When I look at the `mkmf.log` I catch this line here: `/usr/bin/ld: cannot find -lexif`

Any thoughts on where I can maybe pick this up? Thanks everyone!


----------



## SirDice (Oct 29, 2018)

Just install graphics/rubygem-exifr


----------



## mela (Oct 30, 2018)

hey SirDice, thanks a ton for the reply

My project is currently using this gem: https://github.com/tonytonyjan/exif

Granted when I replaced this gem with `exifr` (at your suggestion) I was able to get things to run and all seems right in the world.
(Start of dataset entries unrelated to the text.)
PR #3258, opened 2021-03-19
Add passport-azure-ad code

jasonnutter:


jasonnutter:
@pkanher617 Since are leaning towards keeping the name, would you rather this go in the `lib` folder? Or would it be better to have the old/current version in the `maintenance` folder?

tnorling (approved):

sameerag:
> @pkanher617 Since are leaning towards keeping the name, would you rather this go in the `lib` folder? Or would it be better to have the old/current version in the `maintenance` folder?

I prefer `maintenance`

sameerag (approved):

I'll talk with my project mates and see if we can move to this gem but _if we can't_ I'll need to get the above gem working _(for reference SirDice recommended this gem https://github.com/remvee/exifr)_

I actually managed to get exif 1.0.1 to compile yesterday using `$ CPATH=/usr/local/include gem install exif -v '1.0.1'` which got `libexif/exif-data.h` in scope

BUT! When trying to start rails I hit a new error:

`exif-1.0.1/lib/exif/exif.so: Undefined symbol "exif_data_free"`

At first I thought this may be an issue with the exif version, so I upgraded exif to 2.2.0 and used the above method with `CPATH` but still hit this error: `Undefined symbol "exif_data_free"`

I'm almost positive this has to do with something being weird during my compile because looking at the C code for `libexif` and `exif` I don't see why I'd hit this error...

https://github.com/tonytonyjan/exif...4d577bb43d17366cd1eb1c1c/ext/exif/data.c#L214

https://github.com/libexif/libexif/...c77eb28fe272d9a5b665/libexif/exif-data.c#L127

Any ideas? Thanks again SirDance!


----------